I've set the Prometheus retention period to 24h and the heap size to 1GB, you can change these values in the compose file.

  prometheus:
    image: stefanprodan/swarmprom-prometheus
    command:
      - '-storage.local.target-heap-size=1073741824'
      - '-storage.local.retention=24h'
    deploy:
      resources:
        limits:
          memory: 2048M
        reservations:
          memory: 1024M

Set the heap size to a maximum of 50% of the total physical memory.

When using host volumes you should ensure that Prometheus doesn't get scheduled on different nodes. You can pin the Prometheus service on a specific host with placement constraints.

  prometheus:
    image: stefanprodan/swarmprom-prometheus
    volumes:
      - prometheus:/prometheus
    deploy:
      mode: replicated
      replicas: 1
      placement:
        constraints:
          - node.labels.monitoring.role == prometheus

Alert Manager configuration

The Prometheus swarmprom comes with Swarm nodes and services alerts. You can add alerts to swarm_node and swarm_task files and rerun stack deploy to update them.

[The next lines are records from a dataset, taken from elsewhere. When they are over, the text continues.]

PR #556, opened 2022-12-22
Fix #479: Use workspace inheritance for dependencies

### LINKED ISSUE #479: Use workspace inheritance to reduce duplication in crate `Cargo.toml`s
Rust 1.64 supports workspace inheritance, which means that we can put specify common fields such as `LICENSE` files, homepages, common dependencies, etc. all in the *workspace* `Cargo.toml`, instead of repeating these everywhere. 

We should move to this model once 1.64 is two releases old. (That is, we're at 1.66).

Aphoh:
## Description

closes: #479 

---

write a little note why.

- [ ] Wrote unit tests (no new code)
- [ ] Updated relevant documentation in the code (no docs to change)
- [ ] Added a relevant changelog entry to the `Pending` section in `CHANGELOG.md` (does this require a mention in the changelog? Not super relevant to consumers of the library)


ec/Cargo.toml
```diff
@@ -14,25 +14,25 @@ edition = "2021"
 rust-version = "1.57"
```
weikengchen, line 14: @Pratyush just a quick check, this means that our minimal support version is 1.64 right?

Aphoh:
Merged master and pushed a fix that _should_ work for the failing CI item.

weikengchen:
added that we may put it in "the version" immediately after 0.4.0 due to the need to increase MSVP.

Aphoh:
This failing CI item works for me when I run it locally with [`nektos/act`](https://github.com/nektos/act)... I'm not sure why it now says it can't find one of the curves' sub-directories. Any ideas?

ec/Cargo.toml
Pratyush: Yup

Pratyush:
```suggestion
rust-version = "1.64"
```

poly-benches/Cargo.toml
```diff
@@ -0,0 +1,45 @@
+[package]
```
Pratyush, line 1: After this PR was opened, PR #558 was created and merged. That PR deletes the `poly-benches` crate, so this file shouldn't exist. Please delete this file and the enclosing folder =)

Cargo.toml
```diff
@@ -16,6 +16,46 @@ members = [
     "test-templates",
 ]
```
Pratyush, line 18: Let's also use the [`workspace.package`](https://doc.rust-lang.org/cargo/reference/workspaces.html#the-package-table) feature to inherit common things like `contributors`, license files, version numbers, etc.

Pratyush: I think everything except the package name and description can be lifted up

Pratyush (changes requested):
Thanks for this great PR! Left a couple of comments that should be addressed, but otherwise this looks great!

poly-benches/Cargo.toml
Aphoh: Got it! should be removed now. Must have gotten pulled along in merging or something.

Cargo.toml
Aphoh: Got it. `rust-version` was slightly different between crates (between 1.56 and 1.59). I set it in the workspace to 1.59, but this can of course be changed.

The Alertmanager swarmprom image is configured with the Slack receiver. In order to receive alerts on Slack you have to provide the Slack API url, username and channel via environment variables:

  alertmanager:
    image: stefanprodan/swarmprom-alertmanager
    environment:
      - SLACK_URL=${SLACK_URL}
      - SLACK_CHANNEL=${SLACK_CHANNEL}
      - SLACK_USER=${SLACK_USER}

You can install the stress package with apt and test out the CPU alert, you should receive something like this:

Cloudflare has made a great dashboard for managing alerts. Unsee can aggregate alerts from multiple Alertmanager instances, running either in HA mode or separate. You can access unsee at http://<swarm-ip>:9094 using the admin user/password set via compose up.

Monitoring applications and backend services

You can extend swarmprom with special-purpose exporters for services like MongoDB, PostgreSQL, Kafka, Redis and also instrument your own applications using the Prometheus client libraries.

In order to scrape other services you need to attach those to the mon_net network so Prometheus can reach them. Or you can attach the mon_prometheus service to the networks where your services are running.

Once your services are reachable by Prometheus you can add the dns name and port of those services to the Prometheus config using the JOBS environment variable:

  prometheus:
    image: stefanprodan/swarmprom-prometheus
    environment:
      - JOBS=mongo-exporter:9216 kafka-exporter:9216 redis-exporter:9216

Monitoring production systems

The swarmprom project is meant as a starting point in developing your own monitoring solution. Before running this in production you should consider having redundancy for Prometheus and alert manager. You could run them as a service with two replicas pinned on different nodes, or even better, use a service like Weave Cloud Cortex to ship your metrics outside of your current setup. You can use Weave Cloud not only as a backup of your metrics database but you can also define alerts and use it as a data source four your Grafana dashboards. Having the alerting and monitoring system hosted on a different platform other than your production it's good practice that will allow your to react quickly and efficiently when a major disaster strikes.

Swarmprom comes with built-in Weave Cloud integration, you can find a more in-depth article on Swarmprom and Weave on weave.work blog.